**WORK INSTRUCTIONS:** Wherever the string "seemingly" appears in the entries below, return the line that holds it.

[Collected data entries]
*****

PR #1715, opened 2025-02-28
513 create ocp sftp relay api

EPortman:
*Issue #, if available:* [zenhub ticket](https://app.zenhub.com/workspaces/names-team-board-new-655554cbddd49510027dad2e/issues/gh/bcgov/business-ar/513)

*Description of changes:*
Namex has a [job that uses the sftp protocol](https://github.com/bcgov/namex/tree/main/jobs/sftp-nuans-report). This job is about to be moved from OCP to GCP.

Since GCP does not have a connection to the the BcGov Network, the SFTP protocol will not work. This api takes the code from the job that manages the SFTP connection and wraps it behind an endpoint with authentication. The end result is that the SFTP job will be able to call this endpoint and send a file to be uploaded without requiring a connection to the BcGov Network.

This is how the endpoint is called:
```
curl -X POST \
  -H "Authorization: Bearer <token>" \
  -F "file=<some_file.zip>" \
  <base_url>/api/v1/sftp/upload
```


rarmitag:
Appearently theres a line in auth.py that Sonarcloud wants you to set to true (verify_signature of token)

EPortman:
> Appearently theres a line in auth.py that Sonarcloud wants you to set to true (verify_signature of token)

Yeah noticed that, will update code to get rid of the error. Thanks.

PR #1725, opened 2025-03-03
26099 refactor_email_template_organization

kzdev420:
*Issue #:* bcgov/entity#26099

*Description of changes:*


services/emailer/src/namex_emailer/email_processors/__init__.py
```diff
@@ -46,3 +47,48 @@ def substitute_template_parts(template_code: str) -> str:
...
+    # Check the request_action template first
+    template_path = base_path / request_action / template_name
+    if template_path.exists():
+        return template_path.read_text()
+
+    # Check the specific status-based template
+    if status:
+        template_path = base_path / request_action / status / template_name
+        if template_path.exists():
+            return template_path.read_text()
```
kzdev420, line 79: Get the templates from the refactored directory.

services/emailer/src/namex_emailer/email_processors/__init__.py
```diff
@@ -46,3 +47,48 @@ def substitute_template_parts(template_code: str) -> str:
...
+    # Check the common template fallback
+    common_template_path = base_path / "common" / template_name
+    if common_template_path.exists():
+        return common_template_path.read_text()
+
+    # Check the status-based common template
+    if status:
+        common_template_path = base_path / "common" / status / template_name
+        if common_template_path.exists():
+            return common_template_path.read_text()
```
kzdev420, line 90: Get the old template

services/emailer/src/namex_emailer/email_templates/ASSUMED/NR-EXPIRED.html
severinbeauvais, line 1: From here down, these are copies of the original template, but maybe specific to the NR type, right?

severinbeauvais (commented):
This is explicit but I like it -- easy to look at all different flavours of emails per NR type. The only downside is that several templates might need to be updated due to duplication. I think I'm OK with that.

Ethan, Steven, Eve, what do you think?

Kevin, which of these did you test? One of each? Can you show your test results, please and thanks?

EPortman:
> This is explicit but I like it -- easy to look at all different flavours of emails per NR type. The only downside is that several templates might need to be updated due to duplication. I think I'm OK with that.
> 
> Ethan, Steven, Eve, what do you think?
> 
> Kevin, which of these did you test? One of each? Can you show your test results, please and thanks?


I agree for the most part. Easier to work with and debug.

Although with the volume of file changes / duplication and seemingly non-existent local tests it could be a nightmare to test all of these properly.

severinbeauvais:
> Although with the volume of file changes / duplication and seemingly non-existent local tests it could be a nightmare to test all of these properly.

May I propose a unit test to verify that the correct "main template" is selected for each possible variation?

services/emailer/tests/unit/email_processors/test_get_template.py
```diff
@@ -0,0 +1,57 @@
...
+    if not response:
+        assert result is None
+        mock_log.assert_called_once_with(
+            request, "ERROR", f"Failed to get {request_action}, {status}, {template_name} email template"
+        )
+    else:
+        assert isinstance(result, str)
+        if response == "common":
+            mock_log.assert_called_once_with(
+                request, "DEBUG", f"Not Found the template from {request_action}/{status}/{template_name}"
```
severinbeauvais, line 56: Thanks for the unit test! I'm glad you found a code improvement as a result of it.

What do you think about fully populating the test parameters (ie, test all possible NR types and states)? This would validate that your "333 files changed in this PR" have the right names in the right folders (since it's not practical to review all of them in this PR, haha).

severinbeauvais (approved):

EPortman (approved):
Looks great. 

This can be merged by the way as it is not part of the GCP migration.

severinbeauvais:
@ethantspitt , are you OK to merge this PR now?

EPortman:
I am yes, it all looks great.

PR #1727, opened 2025-03-03
25237 fix a small bug with legal type of CULs

JazzarKarim:
Issue #: https://github.com/bcgov/entity/issues/25937

*Description of changes:*
There was a small bug that was causing issues with the legal type of CULs, from FE:
image

`legaltype` is undefined. This should fix it.


severinbeauvais (approved):
Yes, this should fix the bug.

This will need to be deployed to Test asap, @ozamani9gh .

EPortman (approved):

PR #1753, opened 2025-03-13
26412_add_continuation_in_email

kzdev420:
*Issue #, if available: #26412*

*Description of changes:*


services/emailer/src/namex_emailer/services/helpers.py
```diff
@@ -59,13 +59,41 @@ def query_nr_number(identifier: str):
...
-        'nr': nr_number,
-        'email': email,
-        'phone': phone
+        'nr': nr_data['nrNum'],
+        'email': emails[0],
+        'phone': phones[0]
     }
     encoded_params = urlencode(params)
-    return f'{BUSINESS_REGISTRY_URL}incorporateNow/?{encoded_params}'
+    return f'{BUSINESS_REGISTRY_URL}{route}/?{encoded_params}'
```
kzdev420, line 79: Generate the magic link based on the NR type

api/namex/resources/name_requests/report_resource.py
```diff
@@ -293,32 +293,24 @@ def _is_potential_colin(legal_type):
...
         if request_action in {RequestAction.REH.value, RequestAction.REST.value}:
             return 'reh'
         if request_action in {RequestAction.CHG.value, RequestAction.CNV.value}:
             # For the 'Name Change' or 'Alteration', return 'modernized' if the company is in LEAR, and 'colin' if not
             return 'modernized' if ReportResource._is_lear_entity(corpNum) else 'colin'
-        if not ReportResource._get_enable_won_emails_ff():
-            return ReportResource._old_get_instruction_group(legal_type)
         if ReportResource._is_modernized(legal_type):
+            if request_action == RequestAction.MVE.value and not email_feature_flags.get('enable_cont_in_emails'):
+                return 'modernized-old'
```
kzdev420, line 305: Return `modernized`(new-version) if the `enable_cont_in_emails` FF is True.
Return `modernized-old`(old-version) if the `enable_cont_in_emails` FF is False.

severinbeauvais: There's another FF, `enable-amalgamation-emails` that you could integrate now.

services/emailer/src/namex_emailer/email_templates/template-parts/name-request/nr-footer.html
```diff
@@ -1,6 +1,6 @@
 **Business Registry**
 BC Registries and Online Services
 
-Toll Free: 1-877-370-1033
-Victoria Office: 250-370-1033
+Toll Free: [1-877-370-1033](1-877-370-1033)
+Victoria Office: [250-370-1033](250-370-1033)
```
severinbeauvais, line 5: Can you please show sample output?

services/emailer/src/namex_emailer/services/helpers.py
```diff
@@ -59,13 +59,41 @@ def query_nr_number(identifier: str):
...
 @staticmethod
-def get_magic_link(nr_number, email, phone):
+def get_magic_link(nr_data):
     """Return a magic link."""
     BUSINESS_REGISTRY_URL = current_app.config.get("BUSINESS_REGISTRY_URL")
+    magic_link_route = {
+        'NEW': 'incorporateNow',
+        'MVE': 'continueInNow',
+        'AML': 'amalgamateNow',
+        # 'REN': 'registerNow'
```
severinbeauvais, line 69: `REN` is for "renew".

"registerNow" is for NEW firm NRs (instead of coop or corp).

I'd like to see logic for NEW firm NRs, as we will likely add the magic link to their emails in the future.

severinbeauvais:
Reviewers, can you please look at this today? We'd like it in Dev (and ideally Test) by end of day so it can be verified to see if any other changes are needed for Apr 1. Thanks.

EPortman (approved):
This looks good to me. 

There might need to be some coordination about whenever this goes to prod, are all of these changes only to go in on April 1st or can it go in earlier?

The reason I say this is we are currently experiencing quite a large bug in dev and test where email confirmations / receipts are not going out when creating an NR. They are working now in prod though. 

The last time I got one of these confirmation emails was on February 24th but I don't normally put in my full email address so am unsure as to when they stopped working. Am working on this today but since the emailer calls NameX API it needs to be deployed to prod which it cannot right now because of this issue.

severinbeauvais:
> There might need to be some coordination about whenever this goes to prod, are all of these changes only to go in on April 1st or can it go in earlier?

This should  be able to go in earlier, because the new emails are disabled by FF. The email issues are probably environmental (though we could check Namex Emailer logs if you have a time to search for).

Note that we will need to rework the FF logic for MVP (planned for mid May) as we will no longer tell folks to go to COLIN. This will be future work. cc: @Mihai-QuickSilverDev

EPortman:
Okay, merging this. 

The work for this receipt issue is happening on Monday. I was just wanting to bring it to attention in case anyone has gotten a receipt email more recent than Feb 24th. The logs in the emailer do clearly say `Failed to get payment info for name request id: 2270467` as an example which is this code here https://github.com/bcgov/namex/blob/main/services/emailer/src/namex_emailer/email_processors/name_request.py#L83.

I agree though it probably is an environment issue it is just strange that this is the only email that is not working.

EPortman:
Like, im probably missing something obvious but this is in the Emailer logs for that call
image

And that log should only fire if the response is not okay, but then the matching log in the API says that it did return a 200
image


But this is a Names issue and will be sorted out next Monday.

severinbeauvais:
I just create a continued in NR and a new NR. I received both "results of Name Request" emails. These contain a PDF with the result, but no receipts. So, email is sort of working.

Note that I got a "payment incomplete" error for the first NR, but when I retried payment it all completed by itself (I did not have to re-enter payment info). (There is a bug ticket for this.) Maybe the Emailer tries to send the email while the payment is still incomplete???

image

severinbeauvais:
@riyazuddinsyed , are you able to test this ticket in Dev? Mihai would like it in Test by end of today.

EPortman:
Thank you for checking Severin, I am actually getting the same behavior as you now. I also suspect that the emailer is trying to send the email prematurely. 😬

Will be a top priority next week.

PR #1754, opened 2025-03-13
fix env var typo and prepend namex before job name

EPortman:
*Issue #, if available:*
Values pulled from env need to match what is in the vaults.gcp.env file
https://github.com/bcgov/namex/blob/main/jobs/notebook-report/devops/vaults.gcp.env#L14

*Description of changes:*


eve-git (approved):
LGTM

PR #1755, opened 2025-03-14
Solr Feeder - re-add oracle sql documentation

kialj876:
Issue ref: #26311

*Description of changes:*
- This got removed at some point but it is still relevant / helpful (we had a search bug come up to do with this stuff earlier this week and I had a really hard time remembering what to look for in COLIN without this)
- It used to be in the folder 'nro-legacy' which was misleading and that's probably why it got removed. I've added it inside the solr-feeder folder because it is only relevant to the solr-feeder flow
- NOTE: some of this may be slightly out of date, but it is generally correct and still very helpful for figuring out where to look in CPRD when syncing issues come up from the COLIN side


EPortman (approved):
looks good

PR #1756, opened 2025-03-14
#25261 Explicitly call db.session.commit() when saving edits

eve-git:
*Issue #, if available:*
https://github.com/bcgov/entity/issues/25261

*Description of changes:*
Explicitly call db.session.commit() when saving edits to ensure changes are not missed.

### DIFF
--- a/api/namex/resources/name_requests/name_request.py
+++ b/api/namex/resources/name_requests/name_request.py
@@ -4,7 +4,7 @@ from uuid import uuid4
 import requests
 from flask import current_app, jsonify, request, make_response
 
-from namex import jwt
+from namex import jwt, db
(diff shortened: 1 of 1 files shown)


api/namex/resources/name_requests/name_request.py
```diff
@@ -320,6 +320,11 @@ def handle_patch_edit(self, nr_model: Request):
 
         # This handles updates if the NR state is 'patchable'
         nr_model = self.update_nr(nr_model, nr_model.stateCd, self.handle_nr_patch)
+        # Commit the transaction to ensure changes are saved
```
eve-git, line 323: It is the second change for #25261, no need to update version number again.

EPortman (approved):

PR #1759, opened 2025-03-14
26412 cont_in_magic_link_email

kzdev420:
*Issue #, if available: #26412*

*Description of changes:*


EPortman (approved):
I am okay with these changes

*****

**ANSWER TO THE EXERCISE:**
Although with the volume of file changes / duplication and seemingly non-existent local tests it could be a nightmare to test all of these properly.
> Although with the volume of file changes / duplication and seemingly non-existent local tests it could be a nightmare to test all of these properly.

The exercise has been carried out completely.